• [Prompt]
In the entries below, find each line with the string "would" and copy it.

• [Data for this task]
____

PR #1221, opened 2018-03-21
Move authn context to istio/authn for sharing between filters.

diemtvu:
Move authn context proto to istio in order to use them in other filters (e.g mixer filter to consume authn output for check and report)

```NONE
```


src/istio/authn/BUILD
```diff
@@ -0,0 +1,28 @@
...
+
+package(default_visibility = ["//visibility:public"])
+
+load(
+    "@envoy//bazel:envoy_build_system.bzl",
+    "envoy_proto_library",
+)
+
+envoy_proto_library(
+    name = "context_proto",
```
qiwzhang: The package name in the proto should be changed to match the folder path

diemtvu: done

PR #1237, opened 2018-03-22
Let tests build on macOS.

PiotrSikora:
Access logs in tests were changed from /dev/stdout to /dev/null,
because opening /dev/stdout results in "Permission Denied" error
on macOS when running as an unprivileged user.


mandarjog:
This is awesome !

ldemailly:
maybe /dev/fd/1 ?

PiotrSikora:
@ldemailly it doesn't matter, tests don't look at those files anyway.

PR #1239, opened 2018-03-22
Change mixer filter to use authn result data if available

diemtvu:
The new authn filter will be placed before mixer filter in the filter change. This filter will consolidate identities and attributes from x509 and JWTs (if any) and output the authenticated result into header. Mixer should consume these information for the check request.

For backward compatible (i.e when authn filter is not in used), the code still fallback to fetch attributes directly from X509 and Jwt payload as of today, when result data is not found. This fallback will be removed once authn filter released.

Issue: https://github.com/istio/istio/issues/4337

### DIFF
--- a/include/istio/control/http/check_data.h
+++ b/include/istio/control/http/check_data.h
@@ -82,6 +82,8 @@ class CheckData {
   virtual bool GetJWTPayload(
       std::map<std::string, std::string> *payload) const = 0;
 
+  // If the request has authentication result in header, parses data into the
+  // output result; returns true if success. Otherwise, returns false.
   virtual bool GetAuthenticationResult(istio::authn::Result *result) const = 0;
 };
 
--- a/include/istio/control/http/check_data.h
+++ b/include/istio/control/http/check_data.h
@@ -19,6 +19,8 @@
 #include <map>
 #include <string>
 
+#include "src/istio/authn/context.pb.h"
+
 namespace istio {
 namespace control {
 namespace http {
@@ -79,6 +81,8 @@ class CheckData {
   // string map, and return true. Otherwise return false.
   virtual bool GetJWTPayload(
       std::map<std::string, std::string> *payload) const = 0;
+
+  virtual bool GetAuthenticationResult(istio::authn::Result *result) const = 0;
 };
 
 // An interfact to update request HTTP headers with Istio attributes.
--- a/src/istio/control/http/attributes_builder.cc
+++ b/src/istio/control/http/attributes_builder.cc
@@ -75,9 +75,9 @@ void AttributesBuilder::ExtractAuthAttributes(CheckData *check_data) {
         builder.AddString(AttributeName::kRequestAuthUser, origin.user());
       }
       if (!origin.audiences().empty()) {
-        // TODO(diemtvu): this should be send as repeated field once mixer support string_list
-        // (https://github.com/istio/istio/issues/2802)
-        // For now, just use the first value.
+        // TODO(diemtvu): this should be send as repeated field once mixer
+        // support string_list (https://github.com/istio/istio/issues/2802) For
+        // now, just use the first value.
         builder.AddString(AttributeName::kRequestAuthAudiences,
                           origin.audiences(0));
       }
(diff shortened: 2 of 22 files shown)


src/istio/control/tcp/attributes_builder.cc
```diff
@@ -32,6 +32,8 @@ void AttributesBuilder::ExtractCheckAttributes(CheckData* check_data) {
     builder.AddInt64(AttributeName::kSourcePort, source_port);
   }
 
+  // TODO(diemtvu): add TCP authn filter similar to http case, and use authn
+  // result output here instead.
```
qiwzhang: I think we don't need authn for tcp.  not need to add this TODO

src/istio/control/http/attributes_builder.cc
```diff
@@ -57,11 +58,46 @@ void AttributesBuilder::ExtractRequestHeaderAttributes(CheckData *check_data) {
...
+    }
+    if (!authn_result.peer_user().empty()) {
+      builder.AddString(AttributeName::kSourceUser, authn_result.peer_user());
+    }
+    if (authn_result.has_origin()) {
+      const auto &origin = authn_result.origin();
+      if (!origin.user().empty()) {
+        builder.AddString(AttributeName::kRequestAuthUser, origin.user());
+      }
+      if (!origin.audiences().empty()) {
```
qiwzhang: audiences is a repeated field, you need to check its _size().  I think

src/istio/control/http/attributes_builder.cc
```diff
@@ -57,11 +58,46 @@ void AttributesBuilder::ExtractRequestHeaderAttributes(CheckData *check_data) {
...
+        // TODO(diemtvu): what to do with multiple aud ?. For now, just send the
+        // first one.
+        builder.AddString(AttributeName::kRequestAuthAudiences,
```
qiwzhang: we can join them with ","

src/istio/control/tcp/attributes_builder.cc
diemtvu: I can remove TODO, but I would like to align them somehow. Here, for TCP, we try to get user id from x509 directly, which seem weird.

src/istio/control/http/attributes_builder_test.cc
```diff
@@ -317,6 +319,70 @@ TEST(AttributesBuilderTest, TestCheckAttributes) {
...
+
+  ClearContextTime(AttributeName::kRequestTime, &request);
+
+  std::string out_str;
+  TextFormat::PrintToString(request.attributes, &out_str);
+  GOOGLE_LOG(INFO) << "===" << out_str << "===";
+
+  Attributes expected_attributes;
+  ASSERT_TRUE(
+      TextFormat::ParseFromString(kCheckAttributes, &expected_attributes));
```
qiwzhang: Did know see the new "kCheckAttributes" string defined?  are you using the old one?

include/istio/control/http/check_data.h
```diff
@@ -79,6 +81,8 @@ class CheckData {
   // string map, and return true. Otherwise return false.
   virtual bool GetJWTPayload(
       std::map<std::string, std::string> *payload) const = 0;
+
+  virtual bool GetAuthenticationResult(istio::authn::Result *result) const = 0;
```
qiwzhang: please add comment

src/istio/control/http/attributes_builder.cc
diemtvu: empty also works for vector.

src/istio/control/http/attributes_builder.cc
diemtvu: Possibly. Though I want to review what is the right approach here. In google, the attribute_context mentioned audiences as repeated string, but looks like mixer take a single string at the moment, I don't know should we change that behavior.

src/istio/control/http/attributes_builder_test.cc
diemtvu: Yes. every thing should be the same. We only swap the source of data.

include/istio/control/http/check_data.h
diemtvu: Done

PR #1242, opened 2018-03-23
Check quota cache hit

### LINKED ISSUE #1181: Mixer client should Report check.cache_hit, quota.cache_hit attributes
Mixer client has access to this information but does not include it in the report call.

If included it can be added as dimension to metrics.

Also rename
`check.error_code`  to `mixer.check_status`

That way all present and future mixer info is in the `mixer.*` namespace.

JimmyCYJ:
**What this PR does / why we need it**: When Check() is enabled, Mixer filter sends attributes check.cache_hit and quota.cache_hit in Report() call. When Check() is disabled, Mixer filter does not send these attributes.

**Which issue this PR fixes** *(optional, in `fixes #<issue number>(, fixes #<issue_number>, ...)` format, will close that issue when PR gets merged)*: fixes #1181 

**Release note**:

```release-note
NONE
```

### DIFF
--- a/include/istio/mixerclient/check_response.h
+++ b/include/istio/mixerclient/check_response.h
@@ -13,8 +13,8 @@
  * limitations under the License.
  */
 
-#ifndef PROXY_CHECK_RESPONSE_H
-#define PROXY_CHECK_RESPONSE_H
+#ifndef ISTIO_MIXERCLIENT_CHECK_RESPONSE_H
+#define ISTIO_MIXERCLIENT_CHECK_RESPONSE_H
 
 #include "google/protobuf/stubs/status.h"
 
@@ -23,22 +23,18 @@ namespace mixerclient {
 
 // The CheckResponseInfo holds response information in detail.
 struct CheckResponseInfo {
-  CheckResponseInfo()
-      : is_check_cache_hit(false),
-        is_quota_cache_hit(false),
-        response_status(::google::protobuf::util::Status::UNKNOWN) {}
-
   // Whether this check response is from cache.
-  bool is_check_cache_hit;
+  bool is_check_cache_hit{false};
 
   // Whether this quota response is from cache.
-  bool is_quota_cache_hit;
+  bool is_quota_cache_hit{false};
 
   // The check and quota response status.
-  ::google::protobuf::util::Status response_status;
+  ::google::protobuf::util::Status response_status{
+      ::google::protobuf::util::Status::UNKNOWN};
 };
 
 }  // namespace mixerclient
 }  // namespace istio
 
-#endif  // PROXY_CHECK_RESPONSE_H
+#endif  // ISTIO_MIXERCLIENT_CHECK_RESPONSE_H
--- a/include/istio/mixerclient/check_response.h
+++ b/include/istio/mixerclient/check_response.h
@@ -1,0 +1,42 @@
+/* Copyright 2018 Istio Authors. All Rights Reserved.
+ *
+ * Licensed under the Apache License, Version 2.0 (the "License");
+ * you may not use this file except in compliance with the License.
+ * You may obtain a copy of the License at
+ *
+ *    http://www.apache.org/licenses/LICENSE-2.0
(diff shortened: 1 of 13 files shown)


include/istio/mixerclient/check_response.h
```diff
@@ -0,0 +1,44 @@
...
+
+// The CheckResponseInfo holds response information in detail.
+struct CheckResponseInfo {
+  CheckResponseInfo()
+      : is_check_cache_hit(false),
+        is_quota_cache_hit(false),
+        response_status(::google::protobuf::util::Status::UNKNOWN) {}
+
+  // Whether this check response is from cache.
+  bool is_check_cache_hit;
```
qiwzhang: can you use is_check_cache_hit{false};   
you can do this for status too.  so constructor init can be avoid.

include/istio/mixerclient/environment.h
```diff
@@ -28,6 +29,10 @@ namespace mixerclient {
 // Uses UNAVAILABLE status code to indicate network failure.
 using DoneFunc = std::function<void(const ::google::protobuf::util::Status&)>;
```
qiwzhang: can we move this DoneFunction to "control"

src/istio/mixerclient/client_impl.cc
```diff
@@ -53,14 +54,19 @@ MixerClientImpl::~MixerClientImpl() {}
...
     const std::vector<::istio::quota_config::Requirement> &quotas,
-    TransportCheckFunc transport, DoneFunc on_done) {
+    TransportCheckFunc transport, CheckDoneFunc on_done) {
   ++total_check_calls_;
 
   std::unique_ptr<CheckCache::CheckResult> check_result(
       new CheckCache::CheckResult);
   check_cache_->Check(attributes, check_result.get());
+
+  std::unique_ptr<CheckResponseInfo> check_response_info(new CheckResponseInfo);
```
qiwzhang: not need to new,  just allocate it from stack

src/istio/mixerclient/client_impl.cc
```diff
@@ -117,11 +125,16 @@ CancelFunc MixerClientImpl::Check(
        on_done](const Status &status) {
         raw_check_result->SetResponse(status, *request_copy, *response);
         raw_quota_result->SetResponse(status, *request_copy, *response);
+        CheckResponseInfo check_response_info;
+        check_response_info.is_check_cache_hit = false;
+        check_response_info.is_quota_cache_hit = false;
```
qiwzhang: not need to set default values

src/istio/mixerclient/client_impl.cc
```diff
@@ -117,11 +125,16 @@ CancelFunc MixerClientImpl::Check(
...
         if (on_done) {
           if (!raw_check_result->status().ok()) {
-            on_done(raw_check_result->status());
+            check_response_info.response_status = raw_check_result->status();
+            on_done(check_response_info);
           } else {
-            on_done(raw_quota_result->status());
+            check_response_info.response_status = raw_quota_result->status();
+            on_done(check_response_info);
```
qiwzhang: combine above,  to only call on_done() once,   just setting status is different

include/istio/mixerclient/environment.h
JimmyCYJ: As discussed, we will keep DoneFunc in this file.

include/istio/mixerclient/check_response.h
JimmyCYJ: Done.

src/istio/mixerclient/client_impl.cc
JimmyCYJ: Done.

src/istio/mixerclient/client_impl.cc
JimmyCYJ: Done. Thanks.

JimmyCYJ:
Please take a look. Thanks!

PR #1261, opened 2018-03-23
Add the allow_missing_or_failed option to jwt-auth

### LINKED ISSUE #1212: Add params to Jwt filter to pass even when some Jwt rules failed to validate
When chaining with AuthN filter, we want to make request reject decision by the AuthN filter, instead of Jwt filter, as it need access to the policy logic.

The param could be in the AuthFilterConfig, assuming each Jwt rules, when running validation doesn't reject request by itself (i.e Jwt filter will run each Jwt rules in sequence).

Parent issue: https://github.com/istio/istio/issues/1948

lei-tang:
**What this PR does / why we need it**: Add the allow_missing_or_failed option to jwt-auth so jwt-auth won't return 401 when jwt is missing or the jwt authentication fails.

**Which issue this PR fixes** *(optional, in `fixes #<issue number>(, fixes #<issue_number>, ...)` format, will close that issue when PR gets merged)*: fixes #1212 

**Release note**:

```release-note
```

### DIFF
--- a/src/envoy/http/jwt_auth/config.proto
+++ b/src/envoy/http/jwt_auth/config.proto
@@ -191,4 +191,11 @@ message AuthFilterConfig {
   //      path_exact: /healthz
   //
   repeated HttpPattern bypass_jwt = 3;
+
+  // From
+  // https://github.com/envoyproxy/data-plane-api/blob/11c750628bcaeeeca3f72f89fe5c99921aa727b1/envoy/config/filter/http/jwt_authn/v2alpha/config.proto
+  // If true, the request is allowed if JWT is missing or JWT verification
+  // fails. Default is false, a request without JWT or failed JWT verification
+  // is not allowed.
+  bool allow_missing_or_failed = 4;
 }
--- a/src/envoy/http/jwt_auth/config.proto
+++ b/src/envoy/http/jwt_auth/config.proto
@@ -197,5 +197,7 @@ message AuthFilterConfig {
   // If true, the request is allowed if JWT is missing or JWT verification
   // fails. Default is false, a request without JWT or failed JWT verification
   // is not allowed.
+  // Note: in current implementation, if token is not there, no rejection (401
+  // code) is sent.
   bool allow_missing_or_failed = 4;
 }
--- a/src/envoy/http/jwt_auth/http_filter.cc
+++ b/src/envoy/http/jwt_auth/http_filter.cc
@@ -28,7 +28,7 @@ namespace Http {
 
 JwtVerificationFilter::JwtVerificationFilter(Upstream::ClusterManager& cm,
                                              JwtAuth::JwtAuthStore& store)
-    : jwt_auth_(cm, store) {}
+    : jwt_auth_(cm, store), store_(store) {}
 
 JwtVerificationFilter::~JwtVerificationFilter() {}
 
@@ -61,7 +61,8 @@ void JwtVerificationFilter::onDone(const JwtAuth::Status& status) {
   if (state_ == Responded) {
     return;
   }
-  if (status != JwtAuth::Status::OK) {
+  if (status != JwtAuth::Status::OK &&
+      !store_.config().allow_missing_or_failed()) {
     state_ = Responded;
     // verification failed
     Code code = Code(401);  // Unauthorized
--- a/src/envoy/http/jwt_auth/http_filter.cc
+++ b/src/envoy/http/jwt_auth/http_filter.cc
@@ -28,7 +28,8 @@ namespace Http {
 
 JwtVerificationFilter::JwtVerificationFilter(Upstream::ClusterManager& cm,
                                              JwtAuth::JwtAuthStore& store)
-    : jwt_auth_(cm, store), store_(store) {}
+    : jwt_auth_(cm, store),
+      allow_missing_or_failed_(store.config().allow_missing_or_failed()) {}
 
 JwtVerificationFilter::~JwtVerificationFilter() {}
 
@@ -61,8 +62,7 @@ void JwtVerificationFilter::onDone(const JwtAuth::Status& status) {
   if (state_ == Responded) {
     return;
   }
-  if (status != JwtAuth::Status::OK &&
-      !store_.config().allow_missing_or_failed()) {
+  if (status != JwtAuth::Status::OK && !allow_missing_or_failed_) {
     state_ = Responded;
     // verification failed
     Code code = Code(401);  // Unauthorized
--- a/src/envoy/http/jwt_auth/http_filter.cc
+++ b/src/envoy/http/jwt_auth/http_filter.cc
@@ -28,8 +28,7 @@ namespace Http {
 
 JwtVerificationFilter::JwtVerificationFilter(Upstream::ClusterManager& cm,
                                              JwtAuth::JwtAuthStore& store)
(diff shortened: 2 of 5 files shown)


src/envoy/http/jwt_auth/http_filter.h
```diff
@@ -51,6 +51,8 @@ class JwtVerificationFilter : public StreamDecoderFilter,
   StreamDecoderFilterCallbacks* decoder_callbacks_;
   // The auth object.
   JwtAuth::JwtAuthenticator jwt_auth_;
+  // The auth store object, which can be used to get the config
```
diemtvu: try to keep only what you need. It avoid any unintentional uses and make it easy to know the purpose of each variables. In this case, you can just need one boolean, or at most, ref to the config.

src/envoy/http/jwt_auth/http_filter.cc
```diff
@@ -61,7 +62,7 @@ void JwtVerificationFilter::onDone(const JwtAuth::Status& status) {
   if (state_ == Responded) {
     return;
   }
-  if (status != JwtAuth::Status::OK) {
+  if (status != JwtAuth::Status::OK && !allow_missing_or_failed_) {
```
qiwzhang: JwtAuthentictor should be the one to use the config.   You can put this code in 

https://github.com/istio/proxy/blob/master/src/envoy/http/jwt_auth/jwt_authenticator.cc#L230

lei-tang: Done.

lei-tang:
Test added.

lei-tang:
Will make a similar change to the one in api (https://github.com/istio/api/blob/master/mixer/v1/config/client/auth.proto) after this PR is done.

src/envoy/http/jwt_auth/config.proto
```diff
@@ -191,4 +191,11 @@ message AuthFilterConfig {
   //      path_exact: /healthz
   //
   repeated HttpPattern bypass_jwt = 3;
+
+  // From
+  // https://github.com/envoyproxy/data-plane-api/blob/11c750628bcaeeeca3f72f89fe5c99921aa727b1/envoy/config/filter/http/jwt_authn/v2alpha/config.proto
+  // If true, the request is allowed if JWT is missing or JWT verification
+  // fails. Default is false, a request without JWT or failed JWT verification
+  // is not allowed.
+  bool allow_missing_or_failed = 4;
```
diemtvu: Btw, I noticed that this implementation does NOT reject if token is not there (at least from my observation when testing the policy). Not very important for our purpose, but you may want to rename and/or change the comment here to reflect the correct impact.

src/envoy/http/jwt_auth/jwt_authenticator_test.cc
```diff
@@ -107,6 +107,13 @@ const char kExampleConfig[] = R"(
 }
 )";
 
+// An example JSON config with allow_missing_or_failed option enabled
+const char kExampleConfigWithAllowMissingOrFailed[] = R"(
+{
```
diemtvu: You test config have no jwt spec, what use cases can this cover?

lei-tang: Done: added comments to explain the test case (when jwt is missing, status in the callback should be OK).

src/envoy/http/jwt_auth/config.proto
lei-tang: I have changed the comment based on your observation.

src/envoy/http/jwt_auth/jwt_authenticator_test.cc
```diff
@@ -472,7 +472,8 @@ TEST_F(JwtAuthenticatorTest, TestMissedJWT) {
 }
 
 TEST_F(JwtAuthenticatorTest, TestAllowMissingOrFailedIsTrue) {
-  // When JWT is missing from the config, the status should be OK
+  // In this test, when JWT is missing, the status should still be OK
```
diemtvu: The test case you want is when jwt spec is available, and request contain invalid jwt, but request will be accepted. This test is ok to add, but not for that purpose

lei-tang: Done: added another test when the request contains an invalid JWT but still returns OK because allow_missing_or_failed is true.

src/envoy/http/jwt_auth/jwt_authenticator_test.cc
```diff
@@ -464,6 +471,34 @@ TEST_F(JwtAuthenticatorTest, TestMissedJWT) {
...
+
+  // Empty headers.
+  auto headers = TestHeaderMapImpl{};
+  auth_->Verify(headers, &mock_cb_);
+}
+
+TEST_F(JwtAuthenticatorTest, TestInValidJwtWhenAllowMissingOrFailedIsTrue) {
+  // In this test, when JWT is invalid, the status should still be OK
+  // because allow_missing_or_failed is true.
+  SetupConfig(kExampleConfigWithAllowMissingOrFailed);
```
diemtvu: Not enough. The config have no jwt spec so no jwt validation actually run. I believe even without your flag, request will still be accepted (that a good test case to add, btw).

You need a config like the kExampleConfig, but with your flag, and setup the test similar to TestInvalidJwt (and/or all those that not returns OK). But this time, should see status is OK.

If you want thorough, can also use TestWithParams and contruct example config and expected output according to the flag value.

lei-tang: Done: changed the example JSON config to contain a good JWT config and allow_missing_or_failed = true. With allow_missing_or_failed == true and an invalid JWT, the status should still be OK.

lei-tang: Also changed the missing JWT test case to use a config with JWT and allow_missing_or_failed == true.

diemtvu: Your kExampleConfigWithAllowMissingOrFailed doesn't have any jwt spec still. Do I missing smt?

lei-tang: kExampleConfigWithAllowMissingOrFailed has been removed and the tests use
kExampleConfigWithJwtAndAllowMissingOrFailed, which has JWT spec.

src/envoy/http/jwt_auth/jwt_authenticator.cc
```diff
@@ -227,7 +227,11 @@ bool JwtAuthenticator::OkToBypass() {
 void JwtAuthenticator::DoneWithStatus(const Status& status) {
   ENVOY_LOG(debug, "Jwt authentication completed with: {}",
             JwtAuth::StatusToString(status));
```
JimmyCYJ: Could you please modify the ENVOY_LOG here to add allow_missing_or_failed information, so that it would be easier for debugging when allow_missing_or_failed is true and status is not Status::OK?

JimmyCYJ:
I will approve when this PR is updated. Thanks.

src/envoy/http/jwt_auth/jwt_authenticator.cc
lei-tang: Done.

PR #2655, opened 2020-02-05
configurable metrics (part 2): refactor dimensions to be a vector, permit overriding

kyessenov:
To be stacked upon #2640 
- [x] change dimensions to be a vector
- [x] add separate tags to each metric family and tag-to-vector index mapping
- [x] add overrides 
- [x] integration test
- [x] test for error cases
- [x] add metric definition


kyessenov:
@gargnupur @mandarjog @bianpengyuan This is ready for review.
Two issues to be resolved:
- ABI is not returning errors, to be fixed by @jplevyak 
- creating new metrics dynamically not yet implemented

extensions/stats/plugin.cc
```diff
@@ -55,45 +121,66 @@ void clearTcpMetrics(::Wasm::Common::RequestInfo& request_info) {
...
 
   // Seed the common metric tags with the default set.
-  tags_ = IstioDimensions::defaultTags();
-
-  // Process the dimension overrides
-  for (const auto& metric : config_.metrics()) {
-    if (metric.dimensions().empty()) {
-      continue;
+  std::vector<MetricFactory> factories = DefaultMetrics();
+  Map<std::string, std::vector<MetricTag>> metric_tags;
```
gargnupur: can string here be const ref?

extensions/stats/plugin.h
```diff
@@ -316,33 +151,115 @@ class SimpleStat {
...
-  inline StringView name() const { return name_; };
-  inline bool is_tcp_metric() const { return is_tcp_metric_; }
+  inline StringView name() const { return metric_.name; };
+  inline bool is_tcp_metric() const { return is_tcp_; }
 
   // Resolve metric based on provided dimension values.
-  SimpleStat resolve(std::vector<std::string>& vals) {
-    auto metric_id = metric_.resolveWithFields(vals);
-    return SimpleStat(metric_id, value_fn_);
+  SimpleStat resolve(const IstioDimensions& instance) {
```
gargnupur: Can we add comments to this function?

mandarjog:
@kyessenov the other PR is not cherry-picked into 1.5 yet, are you going to just do 1 larger PR in 1.5 ?

extensions/stats/plugin.cc
kyessenov: STD container don't like references, right? I think you cannot use a reference as key type. In any case, this is a temporary map as it gets destroyed on exit.

extensions/stats/plugin.h
kyessenov: Sure. The code is copy-pasted from ABI to avoid creating a temporary vector just to use the lower-level call.

kyessenov:
Updated with the ABI change and added error test cases.
@mandarjog Yeah, I want to cherry pick both together in a PR.

kyessenov:
Tests fail because of #2659

kyessenov:
This is finishing the entire proposal (except for conditional matches, since that is kind of complicated and can be pushed into expressions if necessary).

extensions/stats/plugin.cc
```diff
@@ -45,6 +45,76 @@ constexpr long long kDefaultTCPReportDurationNanoseconds = 15000000000;  // 15s
...
+}
+
+// maps peer_node and request to dimensions.
+void map(IstioDimensions& instance, bool outbound,
+         const wasm::common::NodeInfo& peer_node,
+         const ::Wasm::Common::RequestInfo& request) {
+  map_peer(instance, outbound, peer_node);
+  map_request(instance, request);
+  map_unknown_if_empty(instance);
+  if (request.request_protocol == "grpc") {
```
gargnupur: nit: can use kProtocolGRPC constant here..

extensions/stats/plugin.cc
gargnupur: ahh okk it just allows const but no ref.. thanks!

PR #2658, opened 2020-02-06
feat(stats): add support for canonical service labels

douglas-reid:

This PR adds support to the `stats` extension for reporting `{source|destination}_canonical_service` labels to Istio metrics.

This is part of the approved proposal for Istio Canonical Service.  Note: the actual stats config in istio/istio bootstrap will need to be updated to match.


test/envoye2e/http_metadata_exchange/testoutput/client.yaml
```diff
@@ -102,7 +106,7 @@ static_resources:
             address:
               socket_address:
                 address: 127.0.0.1
-                port_value: 20083
+                port_value: 20103
```
kyessenov: What is this change for?

douglas-reid: ??? generated file. Got changed by running that test.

____

• [Response below]
diemtvu: I can remove TODO, but I would like to align them somehow. Here, for TCP, we try to get user id from x509 directly, which seem weird.
JimmyCYJ: Could you please modify the ENVOY_LOG here to add allow_missing_or_failed information, so that it would be easier for debugging when allow_missing_or_failed is true and status is not Status::OK?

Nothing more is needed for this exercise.